I like silent shooting for indoor stuff quite a lot, but sometimes (depending on the shutter speed & perhaps the burst mode) you get a big chunk of the mirror in the bottom of your frame. Usually it happens with longer exposures; I remember seeing it around a 15th or slower.


----------



## Grulon (Jun 19, 2013)

I've read in Chasseur d'Images (I'm French) that the silent mode is obtained by raising the mirror before the shutter. Not at the same time.

I don't know if this is true or not.


----------



## Dianoda (Jun 19, 2013)

On the 5DIII, silent shutter modes have a noticeably greater shutter lag and longer viewfinder blackout times versus non-silent modes. Still, it's an invaluable feature, and the shutter lag/viewfinder blackout time penalties are not too significant.


----------



## jbracy (Jun 19, 2013)

Found a couple of Articles on Canon's Learning Site. Looks like Silent Mode just slows down the Shutter and Mirror reset after exposure, so should not effect anything other than FPS.

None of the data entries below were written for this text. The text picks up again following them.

PR #600, opened 2024-04-11
allow generators.Base.generate() to take an optional param specifying generation count

leondz:
Also required clearing up some type signatures and amending `_call_model` a bunch of places

Would rather `_call_model` didn't have to take an extra param, but sometimes it cares about the number of generations. Because generator objects handle parallel requests, they're not a great place to handle state - each generation request should be atomic and self-contained

Leaving in `_call_model`'s `generations_this_call` param makes for a weird situation where one might think `_call_model` can be invokes asking for many generations, where in fact this may be ignored (undef behaviour)


leondz:
oh hey we should be checking if models generate the number of responses we want, and define & test what happens when they don't. cool cool cool (#601 )

garak/generators/base.py
```diff
@@ -74,11 +76,17 @@ def generate(self, prompt: str) -> List[str]:
 
         self._pre_generate_hook()
 
+        if generations_this_call == -1:
+            generations_this_call = self.generations
+
+        elif generations_this_call == 0:
```
erickgalinkin, line 82: Do we want to warn users in this case? Seems like if someone calls a generator with no generations, they've probably made a mistake.

garak/generators/base.py
```diff
@@ -74,11 +76,17 @@ def generate(self, prompt: str) -> List[str]:
 
         self._pre_generate_hook()
 
+        if generations_this_call == -1:
```
erickgalinkin, line 79: Should this be `<= -1` instead? If somehow `-2` or whatever gets specified, we'd end up in a weird place.

erickgalinkin (changes requested):

garak/generators/base.py
leondz: agree, added logging

erickgalinkin (approved):
Looks good to me!

PR #605, opened 2024-04-17
Enforce warning output for `garak` classes.

jmartin-tech:
Introduction of the `litellm` package caused test runs to report warnings about pending deprecations in dependency code not directly in scope of this project.

This change raises lib warnings more clearly and has an effect of suppressing warnings from dependency classes. While not optimal, the explicit check for warnings from repo code is a reasonable trade off.

A separate maintenance action should be added in a future iteration to add checks for warnings introduced when updating dependency versions.

The changes to lib files resolve warnings primarily related file handles that are opened and never closed. Changes to the tests may be be worth an extended look as most are related to not closing the `_config.TransientConfig.reportfile` when the object is reloaded or goes out of scope.

### DIFF
--- a/pyproject.toml
+++ b/pyproject.toml
@@ -80,3 +80,9 @@ packages = ["garak"]
 line-length = 88
 target-version = ['py310', 'py311', 'py312']
 include = '\.pyi?$'
+
+[tool.pytest.ini_options]
+filterwarnings = [
+    "ignore",
+    "default:::garak",
+]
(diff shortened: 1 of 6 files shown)


tests/buffs/test_buff_config.py
```diff
@@ -85,11 +85,15 @@ def cleanup(request):
...
+        files = [
+            f"{prefix}.report.jsonl",
+            f"{prefix}.report.html",
+            f"{prefix}.hitlog.jsonl",
+        ]
+        for file in files:
+            try:
+                os.remove(file)
+            except FileNotFoundError:
+                pass
```
leondz, line 97: Nice, didn't spot that

pyproject.toml
leondz, line 1: really great. big fan

leondz (approved):

PR #613, opened 2024-04-20
Further align shebangs with code that has executable entry points

leondz:
continuation of #612

### DIFF
--- a/garak/__main__.py
+++ b/garak/__main__.py
@@ -1,6 +1,4 @@
-#!/usr/bin/env python3
-
-"""garak entry point script"""
+"""garak entry point wrapper"""
 
 import sys
 
--- a/garak/__main__.py
+++ b/garak/__main__.py
@@ -1,3 +1,5 @@
+#!/usr/bin/env python3
+
 """garak entry point script"""
 
 import sys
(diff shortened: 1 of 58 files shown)


jmartin-tech (approved):
LGTM

garak/analyze/aggregate_reports.py
```diff
@@ -1,3 +1,5 @@
+#!/usr/bin/env python3
+
```
jmartin-tech, line 2: These additions in utility classes may not provide the utility intended. Happy to leave them for now.

Would you ever expect a user to execute:
```
./aggregate_reports.py [args]
```

jmartin-tech (commented):
Question, looking at the `added` entires, I suspect these are not really usable.

garak/__main__.py
```diff
@@ -1,3 +1,5 @@
+#!/usr/bin/env python3
+
```
jmartin-tech, line 2: These additions in utility classes may not provide the utility intended. Happy to leave them for now.

Would you ever expect a user to execute:
```
./__main__.py -m garak --model_type huggingface --model_name gpt2 --probes dan.Dan_11_0
```

leondz: No. OTOH cli.py isn't intended to invoked either. Let's remove them both.

garak/analyze/aggregate_reports.py
leondz: yes, definitely!

PR #616, opened 2024-04-22
add var for generator context_len and populate this for some generators

leondz:


garak/generators/openai.py
```diff
@@ -58,6 +58,29 @@
     # "ada",  # shutdown https://platform.openai.com/docs/deprecations
 )
 
+context_lengths = {
```
erickgalinkin, line 61: In a perfect world, we'd pull these via the openai api, but IIRC, this is not exposed there.

erickgalinkin (approved):
LGTM

Issue #602, opened 2024-04-11
Enable more complex `prompts`


jmartin-tech:
The current generator interface expects to receive prompts as `str` see: https://github.com/leondz/garak/blob/4127ae5092ad3acaba680a32011018fc564cc92a/garak/generators/base.py#L66

This initial simple submission process was work to date; however #587 show as example of a query prompt that needs a more complex structure. In this case the `Multi-modal` model accepts both text and image data to generate a response.

 I propose an added abstraction layer by implementing a `Prompt` base interface class that be extended to model these more prompts to be processed by each generator.

``` Python
def generate(self, prompt: Prompt) -> List[str]:
```
or possibly also abstracting the response as well:
``` Python
def generate(self, prompt: Prompt) -> List[PromptResponse]:
```

Prompts can then be further segmented into things like `TextPrompt`, `MultiStepTextPrompt`, `VisualPrompt`, `VisualTextPrompt` and other such constructs to that on the base functions available to allow use with different and even mixed prompt modalities for models that can accept various input patterns.

Rough example:
``` Python
class Prompt:
    text = None

    def str(self)
        return self.text

class TextPrompt(Prompt):
    def __init__(self, text: str):
        self.text = text

class VisualTextPrompt(Prompt):
    image
    def __init__(self, text: str, image_path: str):
        self.text = text
        try:
            Image.open(image_path)
         except Exception:
             logger.error(f"No image found at: {image_path}")
```

jmartin-tech:
Another recent finding related to multi-modal prompts is a need to define relationships between parts of the prompt.  The case identified is that some models request formats may have different expectations for referencing images in text.  The current `visual_jailbreak` prompts include a placeholder in the `text` segment of the prompt that some models may need to `remove` or `replace` with an API specific linking/embedding.

PR #617, opened 2024-04-22
add ArtPrompt probes

### LINKED ISSUE #535: buff: ascii art
https://twitter.com/llm_sec/status/1763164312313495771

see also https://github.com/sepandhaghighi/art / https://pypi.org/project/art/

jmartin-tech:
Fix #535 

Implements two prompt obfuscation patterns based on [ArtPrompt](https://arxiv.org/abs/2402.11753)

Testing work is still in progress here a new possible base case or `detector` specific to technique, may be needed. As current `mitigation.MitigationBypass` detector does not quite cover the returned values when the model is not able to infer the masked word.

Example Usage pattern:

http://www.learn.usa.canon.com/resources/articles/2011/silent_mode_eosmarkiii_cameras_article.htmlp

And

http://www.usa.canon.com/cusa/consumer/standard_display/EOS_Advantage_Perf



> But when the silent mode is engaged, the camera behaves differently. There’s still the click of the strong, rotary-magnet shutter. But the motorized action is slowed significantly, to reduce its noise level. Mirror return is slower, and in particular shutter-cocking is both slower and much quieter.


----------



## Click (Jun 19, 2013)

^^^Good info. Thanks for the links. ...And welcome to cr


----------



## mwh1964 (Jun 19, 2013)

Great feature. Use it when needed and no, there isn't any real life disadvantages.


----------



## Drizzt321 (Jun 19, 2013)

mwh1964 said:


> Great feature. Use it when needed and no, there isn't any real life disadvantages.



Actually, yes there are real-life disadvantages. ~3 FPS max vs ~6 FPS max normal, and it also has a greater shutter lag than in normal mode.

Now, that said, I often shoot in silent shutter. Makes me a lot more unobtrusive


----------